The title of today’s post is most associated with a strategy promoted by former Philadelphia 76ers general manager Sam Hinkie, designed to turn a flailing basketball team into NBA champions in record time. Hinkie took control of the 76ers after a 34-48 season, resulting in a ninth place finish in the NBA eastern conference. The centerpiece of the “process” was trading star players for a spate of high round draft choices and young players with the potential to become the next fan darlings.
Hinkie warned the Philly faithful there might be some hard times before they enjoyed the fruits of his strategy. And he was correct. The team’s record under the three years of his tenure at the helm was 47 wins and 199 losses including a 10-72 record during the 2015-16 season, the lowest winning percentage in the league’s modern history. Hoop fans in the City of Brotherly Love, known for demonstrating their displeasure with unsuccessful hometown sports teams, were less than impressed. To alleviate their concern, former 76ers guard Tony Wroten, during an interview with ESPN’s Pablo Torre, backed Hinkie’s strategy with the phrase “trust the process.”
The 76ers’ process strikes me as the perfect metaphor for Trump 2.0, in general, and most recently the administration’s approach to Iran. Employ an unconventional strategy to generate big wins in record time. Let’s start with personnel. Like Philadelphia, Trump 2.0 replaced seasoned veterans for younger players. Goodbye, James Mattis at Defense. Hello, Pete Hegseth. The new Bill Barr at Justice? Pam Bondi. Replace John Kelly at Homeland Security with Kristi Noem. And when it came to second-in-command, Trump traded Mike Pence for J.D. Vance.
That is where the analogy ends. Nothing explains his draft choices for other cabinet positions more than his March 17 comments at the Future Investment Initiative in Florida.
You don’t have to wait a lifetime to find out if somebody is a winner or a loser. You got a lot of losers, mostly losers, fortunately. It’s a good thing to have a lot of losers. I always like to hang around with losers, actually, because it makes me feel better.
Trump’s self-fulfilling prophecy is evident by the number of losers in his cabinet such as failed presidential candidates Marco Rubio, Tulsi Gabbard and Robert F. Kennedy, Jr. Or Kelly Loeffer, who lost her Georgia Senate bid to Democrat Raphael Warnock.

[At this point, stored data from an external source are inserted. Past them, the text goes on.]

PR #585, opened 2023-01-23
[CN-699] Add MTLS secret generation by namespace

SeriyBg:
## User Impact

Support MTLS connection to Sidecar per namespace


internal/mtls/client_registry.go
```diff
@@ -0,0 +1,52 @@
...
+
+func NewHttpClientRegistry() HttpClientRegistry {
+	return &httpClientRegistry{}
+}
+
+type httpClientRegistry struct {
+	clients sync.Map
+}
+
+func (cr *httpClientRegistry) Create(ctx context.Context, kubeClient client.Client, ns string) (*http.Client, error) {
```
kutluhanmetin, line 28: Should we make it GetOrCreate as we did in Hazelcast Client Registry?

kutluhanmetin (approved):

internal/mtls/client_registry.go
SeriyBg: Well,here is a bit different, IMO, as if the `Hazelcast CR` did not create the secret, then there is no need for it in other reconcilers

PR #589, opened 2023-01-25
[CN-698] Add cluster scoped operator support to Helm chart

mtyazici:
## Description

Changes:
- Operator by default watches all namespaces.
- Operator creates RBAC resources in the following three main cases
  - Watching Own Namespace: Add watched namespace rules to Role. If node discovery is enabled at the same time, create ClusterRole/Binding for that.
  - Watching Other Namespace: Add watched namespace rules to Role and use RoleBinding which are created in watched namespace. If node discovery is enabled at the same time also create ClusterRole/Binding for that as well.
  - Watching All Namespace: Add watched namespace rules to ClusterRole and use ClusterroleBinding. If node discovery is enabled use the same ClusterRole/Binding.

## User Impact

Operator can now watch all namespaces by configuring `watchedNamespace` value in Helm Chart.


helm-charts/hazelcast-platform-operator/values.yaml
```diff
@@ -16,11 +16,12 @@ phoneHomeEnabled: true
...
 # If false and Helm is misconfigured, it will fail the release.
-allowClusterScopedPermissions: true
+createClusterScopedResources: true
 webhook:
   enabled: true
-# Namespace that operator watches. If empty string or omitted, release namespace is watched.
-watchedNamespace: ""
+# Namespace that operator watches.
+# If "" or "*" operator will watch every namespace
+watchedNamespace: "*"
```
SeriyBg, line 24: Since the user can specify the coma-separated list of values, it may be better to have it as a list of values. IMO, it would be more user-friendly

SeriyBg (approved):

helm-charts/hazelcast-platform-operator/values.yaml
mtyazici: I also thought about converting it into a list, my main concern was to give a value like this
```
watchedNamespaces: [ "*" ]
```
But if this is OK with you, I can change it in the last PR about this epic.

SeriyBg: This one seems fine to me 😃

cagric0 (approved):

However, the arena in which Hinkie and Trump share the most damning flaw lies in their inability to recognize the obvious. Consider Hinkie’s “DOH!” moment in his resignation letter. “A league with 30 intense competitors requires a culture of finding new, better ways to solve repeating problems.” Really? Three years after taking the GM position, he realizes professional basketball is ripe with “intense competition.” Neither did he acknowledge the fact that super-human tall men, running and jumping on hardwood floors, are prone to injury. Hinkie’s first round draft pick in 2014, Kansas center Joel Embiid, missed his first two seasons due to injury and played just 31 of 82 games in his third season. 2016 first round pick, LSU point guard Ben Simmons, never stepped on the court his first year. Duke center Jahlil Okafor, the 2015 first round pick, fared better having played in 53 games during his first season in Philly.

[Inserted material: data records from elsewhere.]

PR #590, opened 2023-01-25
Decrease the image build time and add option to re-run tests with rep…

cheels:
## Description

- Add the option to rerun the failed test with the ability to re-generate an allure report. Retention policy for the report: 5 days. After this period becomes impossible to re-run the tests.
- Decreased time for image build from 3.40m up to 30s
- Changed ttl.sh registry to Google Artifact Registry with default removing policy up to 5 days. The cleanup workflow is here https://github.com/hazelcast/DevOps/pull/245

### DIFF
--- a/.github/workflows/backup-e2e-gke.yaml
+++ b/.github/workflows/backup-e2e-gke.yaml
@@ -7,6 +7,10 @@ on:
 env:
   GCP_PROJECT_ID: hazelcast-33
   GKE_ZONE: europe-west1-b
+  NEW_RELIC_API_KEY: ${{ secrets.NEW_RELIC_API_KEY }}
+  GAR_REGION: us-east1
+  GAR_PROJECT: hazelcast-33
+  GAR_REPO: hazelcast-platform-operator
 
 jobs:
   create-gke-cluster:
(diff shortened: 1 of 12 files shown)


.github/workflows/backup-e2e-gke.yaml
```diff
@@ -51,24 +55,62 @@ jobs:
...
-      IMG: ${{ steps.build-img.outputs.IMG }}
+      IMG: ${{ steps.get-image-tag.outputs.IMG }}
     steps:
-      - name: Checkout
-        uses: actions/checkout@v3
+      - uses: actions/checkout@v3
+
+      - name: Set Up Docker Buildx
+        id: buildx
+        uses: docker/setup-buildx-action@master
```
mtyazici, line 64: Should we use master?

.github/workflows/backup-e2e-gke.yaml
```diff
@@ -51,24 +55,62 @@ jobs:
...
+        with:
+          install: true
 
-      - name: Build and push image to ttl.sh
-        id: build-img
+      - name: Cache Docker Layers
+        uses: actions/cache@v3.2.3
+        with:
+          path: /tmp/.buildx-cache
+          key: ${{ runner.os }}-multi-buildx-${{ hashFiles('Dockerfile','main.go','api/**','controllers/**','internal/**','licenses/**','**/go.mod','**/go.sum') }}
```
mtyazici, line 72: It is removed from cache after some time right?

.github/workflows/backup-e2e-gke.yaml
```diff
@@ -109,6 +151,13 @@ jobs:
           project_id: ${{ env.GCP_PROJECT_ID }}
           location: ${{ env.GKE_ZONE }}
 
+      - name: Authenticate to GAR
+        uses: docker/login-action@v2
+        with:
+          registry: us-east1-docker.pkg.dev
+          username: _json_key
```
mtyazici, line 158: Do we need this step to download the image?

.github/workflows/generate-test-report.yaml
```diff
@@ -126,10 +126,3 @@ jobs:
         run: |
           source .github/scripts/utils.sh
           cleanup_page_publish_runs ${GITHUB_REPOSITORY} "pages-build-deployment" ${{ github.run_number }} $CLEANUP_TIMEOUT
-
-      - name: Delete Test Artifact
-        uses: geekyeggo/delete-artifact@v2
-        with:
```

Like the 76ers, when it comes to military operations, the United States has a bench loaded with talent, both human and technological. However, there is little comfort in this roster when the commander-in-chief is the only person who cannot see that a desperate Iran would retaliate by blocking shipments of oil and other commodities through the Strait of Hormuz. Or does not understand that NATO is a defensive alliance. Or thinks what worked in Venezuela will work in Iran.
Five days ago, treasury secretary Scott Bessent channeled Sam Hinkie in order to justify the economic disruption associated with the war with Iran.

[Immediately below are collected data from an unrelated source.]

PR #258, opened 2024-08-07
DM-45465: Add EFD utility access to photodiode measurements part of cpPtcExtract

czwa:


aferte (approved):
This looks good to me. The definitions of obsMin and obsMax seem confusing to me but  it seems fine if it is needed.

czwa:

Many people, especially the Democrats, underestimate the will of the American people for short-term volatility, for 50 years of safety that we are going to have on the other side of this.
He might as well have said, “Trust the process.” What Bessent, of course, does not want you to know is 13 years after Hinkie introduced the process, the 76ers still have not accomplished their goal of an NBA championship. Yes, they have improved from a cellar-dweller to become a contender with winning records the last seven seasons, but have advanced no further in the playoffs than the conference semifinals. [NOTE: There streak of winning seasons will end this year as they enter April with a 24-58 record.] Nor has Trump, Bessent or anyone else in the administration clearly defined the Iran equivalent of an NBA championship. Whatever that goal may be, Trump promised to do it in 2-4 weeks. As we are now in week five, failure to meet that timeframe explains why Bessent and others need to promise a safe and prosperous post-Iran future which may or may not materialize.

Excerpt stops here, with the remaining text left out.